Truly believe that having a full length documentary that outlines what can
truly happen in a startup can help inspire people to get involved (as The
Social Network seemed to do).

Have 2 video guys (one produces for MTV True Life) involved in helping out. If
anyone has ideas let me know! frank at songsicle dot com

------
iamelgringo
_Seven of the eleven TechStars Winter Program startups have also gone on to
raise funding, with a few more soon to close, Tisch and Cohen said._

This really surprises me. Hackers & Founders boot strapped an incubator, with
BizSpark paying for our weekly dinners and space rental.

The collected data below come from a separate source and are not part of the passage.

PR #5164, opened 2017-02-09
Add the ClassLocator

tburry:
Currently we dispatch by looking up classes with class_exists() and method_exists(). We also use events though which is a Vanilla peculiarity. What I want to do is create a class abstraction on class/method locating so that we can modify the behavior more easily.

### DIFF
--- a/tests/Library/Vanilla/VanillaClassLocatorTest.php
+++ b/tests/Library/Vanilla/VanillaClassLocatorTest.php
@@ -1,0 +1,29 @@
+<?php
+/**
+ * @copyright 2009-2017 Vanilla Forums Inc.
+ * @license GPLv2
+ */
+
+namespace VanillaTests\Library\Vanilla;
+
+use Garden\Container\Container;
+
+class VanillaClassLocatorTest extends \PHPUnit_Framework_TestCase {
+
+    public function testFindMethod() {
+        $container = new Container();
+        $eventManager = $container->get('Garden\\EventManager');
+        $container->setInstance('Garden\\EventManager', $eventManager);
+
+        $basicEventHandlers = $container->get('VanillaTests\\Fixtures\\BasicEventHandlers');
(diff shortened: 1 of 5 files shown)


tburry:
@initvector can you finish the doc blocks for these classes and write some unit tests?

tests/Library/Vanilla/VanillaClassLocatorTest.php
```diff
@@ -0,0 +1,29 @@
...
+
+        $vanillaClassLocator = $container->get('Vanilla\\VanillaClassLocator');
+        $someController = $container->get('VanillaTests\\Fixtures\\SomeController');
+        $method = $vanillaClassLocator->findMethod($someController, 'someEndpoint');
+
+        $this->assertNotNull($method);
+        $this->assertSame($basicEventHandlers, $method[0]);
+        $this->assertSame('somecontroller_someendpoint_method', $method[1]);
+    }
+}
```
tburry: Looking at this method I was surprised it passed due to the container configuration. I had to debug it to see how it passed which is a bit confusing there. One thing you could have done was to just mark everything shared in your test container so that you wouldn't have to bind everything.

Here is another version of your method to show you how the container can be used.

```php
    public function testFindMethod() {
        $container = new Container();
        $container
            ->setInstance(ContainerInterface::class, $container)

            ->defaultRule()
            ->setShared(true)

            ->rule(EventManager::class)
            ->addCall('bindClass', [BasicEventHandlers::class])
        ;

        $vanillaClassLocator = $container->get('Vanilla\\VanillaClassLocator');
        $method = $vanillaClassLocator->findMethod($container->get(SomeController::class), 'someEndpoint');

        $this->assertNotNull($method);
        $this->assertSame($container->get(BasicEventHandlers::class), $method[0]);
        $this->assertEquals('somecontroller_someendpoint_method', $method[1]);
    }
```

Since then, all 6 of
our graduating companies have gone on to raise money.
<http://hackersandfounders.tv>. We were also happy to refer startups to other
incubators.

But, 5 weeks since our last dinner, and the six companies have raised $1.4M in
total. We referred two of them to 500 Startups, and their demo day is next
week, so those numbers are only going to go up.

------
bproper
I wonder who will get the $5 million. The suspense is killing me!

[http://www.betabeat.com/2011/06/03/onswipe-
raises-5-m-series...](http://www.betabeat.com/2011/06/03/onswipe-
raises-5-m-series-awesome-from-lerer-eniac-betaworks-and-more/)

------
JesseAldridge
Sweet. When's the YC version coming out? :)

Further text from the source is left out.